Answer both of these questions in one document.
- The official U.S. poverty line for a family of four was $24,300 in 2016. Imagine you are head of a four-person household (two parents, one 10-year-old child and one 2-year-old child) that earns 5% above the official poverty line. Your household income is $25,515, or $2,126.50 per month, which means your household is officially NOT poor. Adjust your income for taxation that you would have to pay (e.g. assuming your income is mostly from labor market earnings, you would pay Social Security and Medicare taxes, and potentially federal, state and local income taxes).

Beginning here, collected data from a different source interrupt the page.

PR #554, opened 2024-05-14
Optimize obj_id_bitmask by using its own query

chris-allan:
Having the column oriented responses from OMERO.tables transposed into rows is quite the performance hit for the bitmask endpoint.  As the endpoint also works on one column the batching and various other semantics of perform_table_query() do not apply and add needless overhead.

Consequently, the implementation has been rewritten to use its own query and the bit packing has been further optimized based on new input.

/cc @erindiel, @sbesson, @kkoz, @knabar


omeroweb/webgateway/views.py
```diff
@@ -3192,42 +3192,41 @@ def obj_id_bitmask(request, fileid, conn=None, query=None, **kwargs):
...
+
     try:
-        data = rowsToByteArray(rsp_data["data"]["rows"])
-        return HttpResponse(bytes(data), content_type="application/octet-stream")
+        column_names = [column.name for column in table.getHeaders()]
+        if col_name not in column_names:
+            return dict(error="Unknown column %s" % col_name)
+        row_numbers = table.getWhereList(query, None, 0, 0, 1)
+        (column,) = table.slice([column_names.index(col_name)], row_numbers).columns
+        return HttpResponse(
```
knabar, line 3208: For clarity, I'd only wrap lines 3208-3210 in the `try`..`except`, since the preceding lines can't raise a `ValueError` (or if they do, the error message returned is misleading)

will-moore (approved):
Code changes look good.
Removal of `def rowsToByteArray()` could be considered a breaking API change, although not likely to being used externally.

Bitmask table tests are still passing at https://merge-ci.openmicroscopy.org/jenkins/job/OMERO-test-integration/94/testReport/OmeroWeb.test.integration.test_table/TestOmeroTables/

chris-allan:
To me the undocumented previous function was internal API. Happy to keep it around and mark it deprecated if you think that's justified, @will-moore.

will-moore:
No, I think it's fine. Just flagging it in case anyone else disagreed. Thx

knabar (approved):

kkoz (approved):

will-moore:
I'm afraid we have 2 failing tests again - see https://merge-ci.openmicroscopy.org/jenkins/job/OMERO-test-integration/99/testReport/OmeroWeb.test.integration.test_table/TestOmeroTables/test_table_bitmask_query_result0_/history/

chris-allan:
51d8ba745b5f5ec248f29c258a7d14150017e5ce should fix the integration test failures; the previous implementation was kind of weird and the behaviour we're now mimicing was undocumented but it's been like that for several years and the integration tests depend on it. We can decide in the future if we want to make more drastic changes and properly fail if a column is unknown.

79c23056136bc929e4ebd57d24600780c92921c5 is a little more sinister as the previous implementation would have had weird behaviour around negative values. We aren't specifically testing for this sort of strange data layout but the implementation now mimics what was there previously and again we can decide in the future if we want to explicitly disallow negative indexes.

knabar:
@chris-allan Thank you for tracking down these issues.

Once the new API endpoints are available, would we consider deprecating the bitmask call altogether?

chris-allan:
> Once the new API endpoints are available, would we consider deprecating the bitmask call altogether?

Potentially, yes. Once they're in place I would anticipate very similar performance characteristics to bitmask with much more appropriate functionality.

sbesson (approved):

chris-allan:
Test cases now passing:

 * https://merge-ci.openmicroscopy.org/jenkins/job/OMERO-test-integration/110/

How would you allocate your remaining income to make ends meet? Draw up a budget that covers all of your major expenses (housing, food, childcare, transportation, clothing, utilities, healthcare and health insurance, etc.), using realistic prices for your local area.

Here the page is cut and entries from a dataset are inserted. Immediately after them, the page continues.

PR #555, opened 2024-05-15
Archive status

chris-allan:
Adds archive status to the tree metadata, visually in the tree and to image data JSON.

image


jburel:
This PR leads to some test failures see https://merge-ci.openmicroscopy.org/jenkins/job/OMERO-test-integration/64/

will-moore:
Tested on merge ci with
```$ omero obj update Image:1673 archived=True```
And this displays correctly in webclient as shown above.

My only question is whether users need some clue as to what the red dot means. I guess this might not be necessary if all users have been trained accordingly, (which may well happen in places that are using archiving, since users should know to expect different behaviour from those images?), but it seems that there could be some who are confused by the red dot.
Possibly a tooltip on the red-dot icon (might be a bit painful digging into how to do this in jstree) or in the right panel `core_metadata.html` add a row `Archived: true` (only if True - don't need to add `Archived: false` for all other images)
or something else?

chris-allan:
> My only question is whether users need some clue as to what the red dot means. I guess this might not be necessary if all users have been trained accordingly, (which may well happen in places that are using archiving, since users should know to expect different behaviour from those images?), but it seems that there could be some who are confused by the red dot.
Possibly a tooltip on the red-dot icon (might be a bit painful digging into how to do this in jstree) or in the right panel core_metadata.html add a row Archived: true (only if True - don't need to add Archived: false for all other images)
or something else?

Likely. I only used `image_locked16.png` because it was available. I expect the red-dot is not particularly informative and this deserves a dedicated icon and a tooltip. Can also add something to `core_metadata.html` as a demonstration of what's possible.

chris-allan:
Added right-hand panel visual:

image

chris-allan:
Added a tooltip to the tree (visuals are from Windows and will look slightly different depending on operating system):

image

lunson:
Options for iconography
icon_archived

and the image files for each of the options:
[icons_archive.zip](https://github.com/user-attachments/files/15535584/icons_archive.zip)

chris-allan:
Display of archive status in the tag tree:

image

will-moore:
Tests passing today 👍 https://merge-ci.openmicroscopy.org/jenkins/job/OMERO-test-integration/82/testReport/

knabar:
New icon looks good:
Screenshot 2024-07-29 at 10 47 18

In a brief (400-600 word) first section of a reflection paper, answer the following questions: When you created your budget were there any major expenses you will be unable to afford? What are some expenses that you chose not to provide for your family? Why did you choose to provide other expenses instead? What do you think are the consequences of not having those expenses provided?
- What was your households equivalized income when you were 15 years old? Equivalized income requires that you will first answer the question, “How much would your household have earned when you were 15 years old?” To answer this question,identify and sum all the income sources for your household (earnings, pensions, welfare benefits, etc.). Next, you must adjust that amount for inflation into 2015 dollars using this website: . The median household income for the U.S. in 2015 was $56,516. Once you make these calculations, you will be able to think about your household income when you were 15 years old in terms of today’s dollars.
In a brief (300-500 word) second section of a reflection paper, answer the following questions: Reflecting on your household income when you were 15 years old in terms of today’s dollars, what would be the ratio of your households income relative to today’s median household income? Does this ratio correspond to how you understand your familys relative economic standing? If so, why?